PR #139, opened 2021-01-20
FDS-15 Add support for Form to Cascara

brianespinosa:
## New Component Checklist

## To Do
- [ ] Implement the action function for the form
- [ ] Set up the Form-specific FormActionEdit module


brianespinosa:
@lordpixel you can take a look at this now. Form will be a LOT more simple than Table, and it builds on top of some of the good patterns we have there.

This still is missing the ability to submit and the ability to define an edit action module, but otherwise this might be pretty close.

I think we will need to also be able to define FormRow ratios at some point in configuration, but for now I think this is basically what we need.

cc @CaffeinatedAllie

PR #142, opened 2021-02-05
FDS-98 - Disable the CI step that builds the docs

lordpixel:
Hi team,

This disables the CI step that builds the docs.

## New Component Checklist


brianespinosa (approved):
LGTM. Thank you @lordpixel this will make things run a little more smoothly.

PR #143, opened 2021-02-05
feat(FDS-15): Form P1

brianespinosa:
Resolves FDS-15

Checklist:

- [x] make more evident that we can use `placeholders` in text inputs
- [x] make sure `save` button of `edit` module is of `type={'submit}`
- [x] more examples

### Snapshots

> YOUR INSTRUCTIONS: Take every line from the records that holds "builds" and copy it down.

> PROBLEM SOLUTION:
@lordpixel you can take a look at this now. Form will be a LOT more simple than Table, and it builds on top of some of the good patterns we have there.
FDS-98 - Disable the CI step that builds the docs
This disables the CI step that builds the docs.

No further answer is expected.